The corticosteroid may be selected from the group consisting of
amcinonide, betamethasone, budenoside, clobetasol, clobetasone,
cortisone, desonide, desoxycortisone, desoximethasone,
dexamethasone, diflucortolon, diflorasone, flucortisone,
flumethasone, flunisolide, fluocinonide, fluocinolon,
fluorometholone, fluprednisolone, flurandrenolide, fluticasone,
halcinonide, halobetasol, hydrocortisone, meprednisone,
methylprednisone, mometasone, paramethasone, prednicarbate,
prednisone, prednisolone and triamcinolone or a pharmaceutically
acceptable ester or acetonide thereof.

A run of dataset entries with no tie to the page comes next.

PR #979, opened 2018-05-08
Add op::Or and op::And to GPU transformer

csullivan:
Moved elementwise ops implementation into CUDAEmitter and added logical_and and logical_or ops.

### DIFF
--- a/src/ngraph/runtime/gpu/cuda_emitter.cpp
+++ b/src/ngraph/runtime/gpu/cuda_emitter.cpp
@@ -306,8 +306,8 @@ size_t runtime::gpu::CUDAEmitter::build_elementwise_n_to_1(const GPURuntimeConte
 
     // check if the kernel has already been compiled. if so, create
     // a launch primitive for it based on the input tensor shape
-    // but do not recompile the kernel. if not, recompile the
-    // kernel and then create the primitive
+    // but do not recompile the kernel. otherwise, do it all:
+    // recompile the kernel and then create the primitive
     auto compiled_kernel = ctx->compiled_kernel_pool->get(kernel_name.str());
     if (compiled_kernel == nullptr)
     {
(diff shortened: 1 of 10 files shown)


src/ngraph/runtime/gpu/gpu_cuda_kernel_builder.cpp
```diff
@@ -23,9 +23,9 @@ using namespace ngraph;
 void runtime::gpu::CudaKernelBuilder::get_elementwise_op(codegen::CodeWriter& writer,
                                                          const std::string& name,
                                                          const std::string& op,
-                                                         const std::vector<std::string>& data_types,
-                                                         const size_t& num_inputs)
+                                                         const std::vector<std::string>& data_types)
 {
+    auto num_inputs = data_types.size() - 1;
```
fengleitian: need to double check if output size will always be one.

src/ngraph/runtime/gpu/cuda_emitter.cpp
```diff
@@ -280,6 +281,79 @@ size_t runtime::gpu::CUDAEmitter::build_1d_max_pool(const GPURuntimeContext* ctx
     return primitive_index;
 }
 
+size_t runtime::gpu::CUDAEmitter::build_elementwise_n_to_1(const GPURuntimeContext* ctx,
```
fengleitian: what's the `n_to_1` mean here?

src/ngraph/runtime/gpu/gpu_cuda_kernel_builder.cpp
csullivan: This cannot handle multi-output ew ops. Is there an example of one that we need to support? I can add an assertion just in case.

src/ngraph/runtime/gpu/cuda_emitter.cpp
csullivan: That it handles unary/binary/ternary/.../n input elementwise operations where there is only a single output.

src/ngraph/runtime/gpu/gpu_cuda_kernel_builder.cpp
csullivan: Added the check in GPU_Emitter (https://github.com/NervanaSystems/ngraph/pull/979/files#diff-88bf3ba31e0b08d55a3811bc6932533aR72)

The corticosteroid may
preferably be selected from betamethasone, budenoside, clobetasol,
clobetasone, desoximethasone, diflucortolon, diflorasone,
fluocinonide, fluocinolon, halcinonide, halobetasol,
hydrocortisone, mometasone and triamcinolone or a pharmaceutically
acceptable ester thereof. The corticosteroid ester may for instance
be betamethasone acetate, betamethasone dipropionate, betamethasone
valerate, elobetasol propionate, dexamethasone acetate,
flumethasone pivalate, fluticasone propionate, hydrocortisone
acetate, hydrocortisone butyrate or mometasone furoate. The
acetonide may be selected from fluocinolone acetonide or
triamcinolone acetonide. The corticosteroid is preferably
betamethasone dipropionate or betamethasone valerate.
[0236] Pain conditions (treatment with analgesics such as
NSAIDs--ibuprofen, ketoprofen, diclofenc etc.).
[0237] Fungal diseases (treatment with metronidazole, ketoconazole
etc.).
[0238] Viral diseases such as herpes simplex (treatment with
acyclovir).
[0239] Various dysplasia conditions (treatment with 5-fluoruracil,
diclofenac, retinoids, ingenol mebutate).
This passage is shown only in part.